PROBLEM DESCRIPTION: Where does the string "ImportMapEntries" occur in the records below? Copy every line that holds it.

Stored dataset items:
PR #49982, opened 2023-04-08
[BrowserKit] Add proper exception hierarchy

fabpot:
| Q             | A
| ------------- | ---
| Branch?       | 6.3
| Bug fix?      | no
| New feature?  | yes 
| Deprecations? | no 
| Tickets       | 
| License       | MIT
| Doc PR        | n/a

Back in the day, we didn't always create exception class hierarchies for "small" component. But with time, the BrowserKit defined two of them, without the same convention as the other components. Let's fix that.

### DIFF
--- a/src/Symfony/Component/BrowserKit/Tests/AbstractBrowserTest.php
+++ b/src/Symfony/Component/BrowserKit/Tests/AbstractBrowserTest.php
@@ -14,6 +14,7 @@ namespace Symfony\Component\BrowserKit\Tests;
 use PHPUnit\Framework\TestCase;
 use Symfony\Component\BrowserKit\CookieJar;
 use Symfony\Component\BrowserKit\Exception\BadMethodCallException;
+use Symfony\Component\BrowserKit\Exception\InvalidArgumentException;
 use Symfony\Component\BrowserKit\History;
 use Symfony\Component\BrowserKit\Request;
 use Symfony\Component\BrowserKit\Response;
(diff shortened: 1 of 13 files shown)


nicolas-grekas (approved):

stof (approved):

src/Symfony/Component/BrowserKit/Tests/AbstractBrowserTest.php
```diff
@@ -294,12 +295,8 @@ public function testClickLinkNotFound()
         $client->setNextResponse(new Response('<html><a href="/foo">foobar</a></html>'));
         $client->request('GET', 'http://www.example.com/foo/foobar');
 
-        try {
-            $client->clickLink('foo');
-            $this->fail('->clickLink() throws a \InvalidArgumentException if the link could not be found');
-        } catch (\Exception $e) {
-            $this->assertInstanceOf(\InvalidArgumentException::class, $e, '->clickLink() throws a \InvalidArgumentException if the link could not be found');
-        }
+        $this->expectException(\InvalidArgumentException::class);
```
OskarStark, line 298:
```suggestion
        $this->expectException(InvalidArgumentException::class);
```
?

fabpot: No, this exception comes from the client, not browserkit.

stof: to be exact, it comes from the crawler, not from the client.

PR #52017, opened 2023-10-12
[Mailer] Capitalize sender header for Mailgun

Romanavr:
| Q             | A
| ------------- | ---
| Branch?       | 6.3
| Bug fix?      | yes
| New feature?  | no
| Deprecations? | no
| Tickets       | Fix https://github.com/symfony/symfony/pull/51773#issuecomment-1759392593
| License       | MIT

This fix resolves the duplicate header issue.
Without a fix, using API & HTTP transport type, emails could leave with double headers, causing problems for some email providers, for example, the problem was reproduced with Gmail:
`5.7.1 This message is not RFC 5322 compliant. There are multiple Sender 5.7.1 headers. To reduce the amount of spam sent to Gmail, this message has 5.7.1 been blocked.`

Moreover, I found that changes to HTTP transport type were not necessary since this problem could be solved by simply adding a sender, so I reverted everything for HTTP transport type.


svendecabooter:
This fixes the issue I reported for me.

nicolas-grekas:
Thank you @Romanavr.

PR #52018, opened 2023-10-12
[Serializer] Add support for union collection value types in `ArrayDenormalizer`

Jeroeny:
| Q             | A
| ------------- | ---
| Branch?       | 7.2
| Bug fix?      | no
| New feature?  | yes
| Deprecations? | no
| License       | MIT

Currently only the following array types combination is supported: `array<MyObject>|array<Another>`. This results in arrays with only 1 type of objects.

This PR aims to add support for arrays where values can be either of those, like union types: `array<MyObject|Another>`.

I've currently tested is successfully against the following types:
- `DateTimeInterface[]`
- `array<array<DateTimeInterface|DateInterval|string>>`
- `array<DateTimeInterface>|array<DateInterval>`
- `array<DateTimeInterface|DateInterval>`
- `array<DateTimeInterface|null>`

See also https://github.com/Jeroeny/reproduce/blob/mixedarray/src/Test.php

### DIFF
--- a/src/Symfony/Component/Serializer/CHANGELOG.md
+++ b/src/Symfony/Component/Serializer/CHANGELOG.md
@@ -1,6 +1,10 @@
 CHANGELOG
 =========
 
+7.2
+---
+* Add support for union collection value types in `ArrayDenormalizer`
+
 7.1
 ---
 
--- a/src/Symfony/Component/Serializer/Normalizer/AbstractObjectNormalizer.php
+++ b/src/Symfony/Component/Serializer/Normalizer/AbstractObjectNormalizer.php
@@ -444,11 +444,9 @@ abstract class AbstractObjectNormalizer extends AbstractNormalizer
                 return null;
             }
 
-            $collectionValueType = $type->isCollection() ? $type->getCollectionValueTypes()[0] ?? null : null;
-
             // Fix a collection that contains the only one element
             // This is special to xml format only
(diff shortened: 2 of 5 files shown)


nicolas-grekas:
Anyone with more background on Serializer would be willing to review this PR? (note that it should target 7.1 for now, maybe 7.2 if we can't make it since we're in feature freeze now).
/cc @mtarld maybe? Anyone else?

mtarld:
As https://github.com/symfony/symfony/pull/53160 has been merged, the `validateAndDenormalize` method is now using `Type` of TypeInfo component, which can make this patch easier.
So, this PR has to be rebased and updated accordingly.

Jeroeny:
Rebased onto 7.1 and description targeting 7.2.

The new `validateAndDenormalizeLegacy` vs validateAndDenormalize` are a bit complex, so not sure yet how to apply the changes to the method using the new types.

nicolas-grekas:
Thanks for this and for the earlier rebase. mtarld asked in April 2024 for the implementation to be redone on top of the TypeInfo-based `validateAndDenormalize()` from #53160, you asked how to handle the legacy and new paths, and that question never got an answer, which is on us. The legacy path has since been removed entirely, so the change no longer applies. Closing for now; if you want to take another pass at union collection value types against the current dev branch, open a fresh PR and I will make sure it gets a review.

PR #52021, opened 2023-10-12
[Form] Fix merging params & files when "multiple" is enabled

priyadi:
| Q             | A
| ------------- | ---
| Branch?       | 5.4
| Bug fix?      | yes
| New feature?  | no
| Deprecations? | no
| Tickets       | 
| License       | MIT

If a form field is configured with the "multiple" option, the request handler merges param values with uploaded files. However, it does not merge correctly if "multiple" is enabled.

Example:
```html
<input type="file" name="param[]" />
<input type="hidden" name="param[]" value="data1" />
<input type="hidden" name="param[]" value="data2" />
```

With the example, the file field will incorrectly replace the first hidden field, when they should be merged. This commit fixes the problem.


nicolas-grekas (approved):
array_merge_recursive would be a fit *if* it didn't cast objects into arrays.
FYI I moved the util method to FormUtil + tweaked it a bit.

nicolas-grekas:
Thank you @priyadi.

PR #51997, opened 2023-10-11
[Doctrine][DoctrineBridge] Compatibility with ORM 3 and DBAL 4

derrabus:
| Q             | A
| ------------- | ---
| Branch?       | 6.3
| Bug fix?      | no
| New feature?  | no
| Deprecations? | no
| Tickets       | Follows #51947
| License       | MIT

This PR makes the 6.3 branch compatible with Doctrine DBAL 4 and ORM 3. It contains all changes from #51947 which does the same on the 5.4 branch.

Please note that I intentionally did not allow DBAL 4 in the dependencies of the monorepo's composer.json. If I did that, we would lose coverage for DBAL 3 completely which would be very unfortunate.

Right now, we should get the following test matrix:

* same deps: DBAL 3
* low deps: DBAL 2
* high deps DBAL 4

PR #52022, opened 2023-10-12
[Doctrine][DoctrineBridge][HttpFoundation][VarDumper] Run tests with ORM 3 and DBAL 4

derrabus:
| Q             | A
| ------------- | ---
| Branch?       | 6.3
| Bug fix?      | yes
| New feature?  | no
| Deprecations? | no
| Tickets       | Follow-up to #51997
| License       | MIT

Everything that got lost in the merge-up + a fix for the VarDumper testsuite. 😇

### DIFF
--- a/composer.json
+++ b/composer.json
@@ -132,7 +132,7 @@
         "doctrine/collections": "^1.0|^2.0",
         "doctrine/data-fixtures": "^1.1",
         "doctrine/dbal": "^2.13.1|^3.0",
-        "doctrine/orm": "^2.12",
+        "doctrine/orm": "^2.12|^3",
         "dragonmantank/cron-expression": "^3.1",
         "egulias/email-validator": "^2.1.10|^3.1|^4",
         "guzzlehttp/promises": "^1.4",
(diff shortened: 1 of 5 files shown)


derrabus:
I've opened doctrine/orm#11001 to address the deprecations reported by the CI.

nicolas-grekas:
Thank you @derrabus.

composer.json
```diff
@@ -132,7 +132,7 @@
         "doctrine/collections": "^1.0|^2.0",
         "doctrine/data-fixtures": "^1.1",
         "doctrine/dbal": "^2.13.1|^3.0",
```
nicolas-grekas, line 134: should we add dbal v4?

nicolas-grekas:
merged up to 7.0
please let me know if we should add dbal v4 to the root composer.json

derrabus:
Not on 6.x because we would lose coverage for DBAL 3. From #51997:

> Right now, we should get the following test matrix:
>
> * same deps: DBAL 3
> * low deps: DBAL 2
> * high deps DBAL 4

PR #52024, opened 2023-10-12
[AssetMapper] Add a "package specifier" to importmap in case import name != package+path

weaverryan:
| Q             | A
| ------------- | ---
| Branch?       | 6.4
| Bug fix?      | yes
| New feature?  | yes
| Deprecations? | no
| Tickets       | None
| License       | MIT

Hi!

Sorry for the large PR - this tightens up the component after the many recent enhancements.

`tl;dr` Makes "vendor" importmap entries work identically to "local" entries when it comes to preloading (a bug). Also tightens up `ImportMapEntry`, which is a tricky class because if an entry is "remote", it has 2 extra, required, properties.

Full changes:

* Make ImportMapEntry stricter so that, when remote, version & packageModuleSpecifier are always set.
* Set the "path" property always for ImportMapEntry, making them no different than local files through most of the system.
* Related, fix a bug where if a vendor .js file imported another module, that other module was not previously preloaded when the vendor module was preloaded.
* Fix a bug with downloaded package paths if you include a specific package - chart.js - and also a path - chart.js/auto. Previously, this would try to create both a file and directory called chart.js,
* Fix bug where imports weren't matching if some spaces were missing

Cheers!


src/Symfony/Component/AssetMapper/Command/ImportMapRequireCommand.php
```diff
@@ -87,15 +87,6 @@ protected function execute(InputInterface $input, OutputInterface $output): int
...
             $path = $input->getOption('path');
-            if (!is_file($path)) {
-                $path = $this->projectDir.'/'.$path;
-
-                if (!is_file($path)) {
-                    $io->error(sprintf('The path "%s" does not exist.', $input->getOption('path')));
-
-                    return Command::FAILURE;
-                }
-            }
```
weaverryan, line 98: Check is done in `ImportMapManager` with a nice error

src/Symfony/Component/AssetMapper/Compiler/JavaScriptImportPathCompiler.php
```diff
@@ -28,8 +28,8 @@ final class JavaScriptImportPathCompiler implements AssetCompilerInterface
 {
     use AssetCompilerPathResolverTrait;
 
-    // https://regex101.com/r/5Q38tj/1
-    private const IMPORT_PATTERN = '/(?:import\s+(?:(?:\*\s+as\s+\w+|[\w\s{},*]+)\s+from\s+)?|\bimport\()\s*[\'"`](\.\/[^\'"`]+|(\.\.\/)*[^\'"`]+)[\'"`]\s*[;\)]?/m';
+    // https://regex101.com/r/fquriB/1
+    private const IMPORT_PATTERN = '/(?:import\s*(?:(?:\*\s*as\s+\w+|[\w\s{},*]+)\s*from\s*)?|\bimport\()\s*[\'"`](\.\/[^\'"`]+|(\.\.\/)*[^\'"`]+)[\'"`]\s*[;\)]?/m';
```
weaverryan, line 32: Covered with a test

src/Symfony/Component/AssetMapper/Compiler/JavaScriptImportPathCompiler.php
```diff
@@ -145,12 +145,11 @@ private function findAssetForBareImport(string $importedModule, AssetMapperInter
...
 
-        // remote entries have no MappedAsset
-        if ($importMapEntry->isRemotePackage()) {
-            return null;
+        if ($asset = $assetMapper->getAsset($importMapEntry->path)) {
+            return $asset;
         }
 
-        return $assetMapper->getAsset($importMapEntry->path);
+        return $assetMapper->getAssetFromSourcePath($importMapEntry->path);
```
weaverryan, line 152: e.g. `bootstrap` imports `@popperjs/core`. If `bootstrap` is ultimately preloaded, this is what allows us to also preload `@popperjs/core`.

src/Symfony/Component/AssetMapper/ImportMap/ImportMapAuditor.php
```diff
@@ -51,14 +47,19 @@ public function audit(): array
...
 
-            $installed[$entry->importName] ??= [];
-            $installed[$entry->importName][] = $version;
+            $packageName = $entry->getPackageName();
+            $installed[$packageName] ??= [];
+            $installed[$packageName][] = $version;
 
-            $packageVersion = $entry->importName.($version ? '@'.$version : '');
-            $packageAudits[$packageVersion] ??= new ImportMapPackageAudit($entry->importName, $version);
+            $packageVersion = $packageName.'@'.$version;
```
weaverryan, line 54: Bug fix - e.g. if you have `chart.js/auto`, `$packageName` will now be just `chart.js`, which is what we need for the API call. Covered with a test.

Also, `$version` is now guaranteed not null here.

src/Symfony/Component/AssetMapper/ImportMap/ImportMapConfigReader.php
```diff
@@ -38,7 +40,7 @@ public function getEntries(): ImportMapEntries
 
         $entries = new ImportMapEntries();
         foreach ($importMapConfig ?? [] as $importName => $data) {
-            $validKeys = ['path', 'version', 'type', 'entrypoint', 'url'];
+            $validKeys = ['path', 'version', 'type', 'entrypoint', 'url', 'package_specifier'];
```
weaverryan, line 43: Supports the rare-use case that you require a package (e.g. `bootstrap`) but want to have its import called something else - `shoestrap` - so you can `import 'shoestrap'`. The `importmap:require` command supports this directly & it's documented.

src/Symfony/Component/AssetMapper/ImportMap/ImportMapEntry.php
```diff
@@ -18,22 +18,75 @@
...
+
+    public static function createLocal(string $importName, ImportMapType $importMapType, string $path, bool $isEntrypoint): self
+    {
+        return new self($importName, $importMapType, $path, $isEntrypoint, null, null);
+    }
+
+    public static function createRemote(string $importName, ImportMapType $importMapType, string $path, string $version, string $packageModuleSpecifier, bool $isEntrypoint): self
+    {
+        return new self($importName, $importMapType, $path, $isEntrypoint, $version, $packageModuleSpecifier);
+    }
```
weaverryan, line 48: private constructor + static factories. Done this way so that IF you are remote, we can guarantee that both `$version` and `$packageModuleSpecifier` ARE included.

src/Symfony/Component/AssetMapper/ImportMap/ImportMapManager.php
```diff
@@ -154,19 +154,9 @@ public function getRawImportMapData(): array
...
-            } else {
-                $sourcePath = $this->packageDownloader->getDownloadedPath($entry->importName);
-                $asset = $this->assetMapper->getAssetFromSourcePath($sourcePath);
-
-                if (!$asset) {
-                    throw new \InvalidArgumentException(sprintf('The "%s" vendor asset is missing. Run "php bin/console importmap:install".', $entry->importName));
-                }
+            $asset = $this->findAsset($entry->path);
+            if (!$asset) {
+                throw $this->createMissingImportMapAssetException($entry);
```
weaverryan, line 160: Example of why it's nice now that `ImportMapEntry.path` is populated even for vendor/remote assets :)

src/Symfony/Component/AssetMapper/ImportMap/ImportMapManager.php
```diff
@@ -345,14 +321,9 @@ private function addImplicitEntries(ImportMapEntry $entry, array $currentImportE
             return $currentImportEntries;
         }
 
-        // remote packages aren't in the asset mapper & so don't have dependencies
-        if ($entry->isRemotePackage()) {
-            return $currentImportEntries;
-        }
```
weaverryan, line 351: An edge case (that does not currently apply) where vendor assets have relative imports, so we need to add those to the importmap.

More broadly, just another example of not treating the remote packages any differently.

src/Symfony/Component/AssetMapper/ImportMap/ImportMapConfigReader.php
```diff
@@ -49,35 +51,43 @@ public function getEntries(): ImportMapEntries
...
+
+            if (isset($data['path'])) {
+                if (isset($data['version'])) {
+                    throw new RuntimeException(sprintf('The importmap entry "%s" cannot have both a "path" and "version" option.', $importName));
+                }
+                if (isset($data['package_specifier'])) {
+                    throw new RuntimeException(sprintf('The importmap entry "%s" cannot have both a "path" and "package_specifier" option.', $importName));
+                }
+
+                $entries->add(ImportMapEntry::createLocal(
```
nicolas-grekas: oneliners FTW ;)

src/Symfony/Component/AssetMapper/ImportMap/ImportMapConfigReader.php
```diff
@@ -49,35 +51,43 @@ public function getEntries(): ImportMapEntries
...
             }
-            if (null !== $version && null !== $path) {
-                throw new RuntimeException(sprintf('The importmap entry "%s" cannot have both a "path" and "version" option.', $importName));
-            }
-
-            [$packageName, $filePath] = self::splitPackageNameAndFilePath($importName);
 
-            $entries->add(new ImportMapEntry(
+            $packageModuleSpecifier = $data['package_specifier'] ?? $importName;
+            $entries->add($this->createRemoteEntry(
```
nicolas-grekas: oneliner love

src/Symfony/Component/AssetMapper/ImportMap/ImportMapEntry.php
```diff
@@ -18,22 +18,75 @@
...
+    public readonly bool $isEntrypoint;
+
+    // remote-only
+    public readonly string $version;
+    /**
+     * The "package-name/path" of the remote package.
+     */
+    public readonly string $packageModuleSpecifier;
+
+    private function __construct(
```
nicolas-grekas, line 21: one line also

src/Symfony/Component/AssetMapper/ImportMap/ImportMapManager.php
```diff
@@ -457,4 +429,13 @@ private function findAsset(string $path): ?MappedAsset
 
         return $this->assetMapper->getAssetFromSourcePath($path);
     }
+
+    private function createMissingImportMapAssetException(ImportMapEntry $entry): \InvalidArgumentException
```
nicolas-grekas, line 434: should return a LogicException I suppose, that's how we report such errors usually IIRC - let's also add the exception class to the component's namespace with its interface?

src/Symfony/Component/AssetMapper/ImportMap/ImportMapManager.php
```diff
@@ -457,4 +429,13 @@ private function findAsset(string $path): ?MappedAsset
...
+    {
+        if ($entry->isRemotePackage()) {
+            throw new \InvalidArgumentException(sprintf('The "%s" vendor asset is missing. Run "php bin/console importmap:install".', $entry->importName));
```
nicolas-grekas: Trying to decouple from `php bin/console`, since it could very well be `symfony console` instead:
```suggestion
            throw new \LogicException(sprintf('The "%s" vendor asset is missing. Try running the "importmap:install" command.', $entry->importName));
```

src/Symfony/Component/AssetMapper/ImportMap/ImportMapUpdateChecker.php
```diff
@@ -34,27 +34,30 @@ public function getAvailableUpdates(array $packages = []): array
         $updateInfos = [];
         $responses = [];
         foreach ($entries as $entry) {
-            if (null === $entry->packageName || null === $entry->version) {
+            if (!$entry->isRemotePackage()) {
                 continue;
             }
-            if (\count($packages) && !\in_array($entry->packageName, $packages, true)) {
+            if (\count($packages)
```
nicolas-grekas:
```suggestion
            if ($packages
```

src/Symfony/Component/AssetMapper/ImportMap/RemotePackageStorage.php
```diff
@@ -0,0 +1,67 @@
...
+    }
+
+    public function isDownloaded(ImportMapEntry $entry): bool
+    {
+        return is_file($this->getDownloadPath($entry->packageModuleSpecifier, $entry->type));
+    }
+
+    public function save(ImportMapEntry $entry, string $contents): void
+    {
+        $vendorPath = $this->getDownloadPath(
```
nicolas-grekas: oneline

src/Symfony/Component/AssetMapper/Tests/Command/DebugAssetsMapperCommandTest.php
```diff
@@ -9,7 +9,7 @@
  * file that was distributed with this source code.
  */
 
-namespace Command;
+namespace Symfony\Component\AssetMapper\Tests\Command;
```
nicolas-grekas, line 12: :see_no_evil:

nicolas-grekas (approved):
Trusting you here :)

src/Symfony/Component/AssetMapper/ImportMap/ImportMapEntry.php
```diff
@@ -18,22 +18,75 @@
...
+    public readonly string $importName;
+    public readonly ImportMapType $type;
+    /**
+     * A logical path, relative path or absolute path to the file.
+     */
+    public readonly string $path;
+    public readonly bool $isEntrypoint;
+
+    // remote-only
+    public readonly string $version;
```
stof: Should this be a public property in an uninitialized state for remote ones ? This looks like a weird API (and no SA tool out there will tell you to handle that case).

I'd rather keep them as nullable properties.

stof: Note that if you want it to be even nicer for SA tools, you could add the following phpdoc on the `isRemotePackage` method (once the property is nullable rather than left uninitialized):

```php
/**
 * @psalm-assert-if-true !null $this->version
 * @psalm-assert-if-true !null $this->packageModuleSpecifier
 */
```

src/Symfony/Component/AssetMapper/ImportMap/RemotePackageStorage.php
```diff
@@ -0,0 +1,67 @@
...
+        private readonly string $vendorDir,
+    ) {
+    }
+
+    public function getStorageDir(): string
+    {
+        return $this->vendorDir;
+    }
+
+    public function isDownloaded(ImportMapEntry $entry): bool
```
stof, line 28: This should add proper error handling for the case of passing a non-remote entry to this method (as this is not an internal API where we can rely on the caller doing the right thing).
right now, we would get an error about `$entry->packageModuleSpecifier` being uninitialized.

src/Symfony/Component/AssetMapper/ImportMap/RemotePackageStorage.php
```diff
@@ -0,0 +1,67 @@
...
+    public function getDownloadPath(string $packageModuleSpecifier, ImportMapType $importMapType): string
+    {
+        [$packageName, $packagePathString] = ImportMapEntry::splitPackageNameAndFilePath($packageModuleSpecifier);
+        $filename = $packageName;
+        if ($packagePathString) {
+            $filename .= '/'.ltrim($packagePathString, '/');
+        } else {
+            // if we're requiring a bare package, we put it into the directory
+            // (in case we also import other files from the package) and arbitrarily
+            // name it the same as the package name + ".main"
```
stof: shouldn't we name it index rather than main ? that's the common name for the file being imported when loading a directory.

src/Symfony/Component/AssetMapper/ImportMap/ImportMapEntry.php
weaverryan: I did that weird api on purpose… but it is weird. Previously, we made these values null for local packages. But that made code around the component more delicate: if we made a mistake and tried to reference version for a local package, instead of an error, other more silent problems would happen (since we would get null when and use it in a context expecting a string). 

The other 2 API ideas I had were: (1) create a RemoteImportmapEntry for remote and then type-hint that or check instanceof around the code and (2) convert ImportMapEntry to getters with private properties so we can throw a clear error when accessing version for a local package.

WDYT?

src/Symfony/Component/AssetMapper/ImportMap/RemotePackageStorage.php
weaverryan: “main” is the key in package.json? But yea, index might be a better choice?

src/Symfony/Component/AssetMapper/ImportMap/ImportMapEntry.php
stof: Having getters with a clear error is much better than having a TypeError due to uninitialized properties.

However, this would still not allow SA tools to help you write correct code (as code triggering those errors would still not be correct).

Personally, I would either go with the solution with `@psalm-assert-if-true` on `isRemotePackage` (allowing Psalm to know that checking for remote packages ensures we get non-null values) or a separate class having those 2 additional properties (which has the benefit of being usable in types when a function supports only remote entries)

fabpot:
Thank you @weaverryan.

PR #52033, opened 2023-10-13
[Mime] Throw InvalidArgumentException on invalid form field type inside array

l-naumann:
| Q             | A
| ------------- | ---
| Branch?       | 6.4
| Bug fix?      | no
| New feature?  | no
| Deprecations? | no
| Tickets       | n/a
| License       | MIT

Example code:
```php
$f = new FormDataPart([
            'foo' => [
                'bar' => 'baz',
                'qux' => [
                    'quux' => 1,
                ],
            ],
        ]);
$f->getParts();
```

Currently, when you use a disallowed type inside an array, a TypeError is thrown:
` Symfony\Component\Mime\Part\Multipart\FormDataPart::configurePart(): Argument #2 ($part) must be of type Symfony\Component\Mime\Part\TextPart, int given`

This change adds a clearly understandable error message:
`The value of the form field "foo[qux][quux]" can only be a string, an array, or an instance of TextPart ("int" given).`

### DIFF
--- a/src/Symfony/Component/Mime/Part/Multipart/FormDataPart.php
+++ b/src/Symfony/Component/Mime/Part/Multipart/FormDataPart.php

RESPONSE:
@@ -38,7 +40,7 @@ public function getEntries(): ImportMapEntries
         $entries = new ImportMapEntries();
@@ -49,35 +51,43 @@ public function getEntries(): ImportMapEntries
@@ -49,35 +51,43 @@ public function getEntries(): ImportMapEntries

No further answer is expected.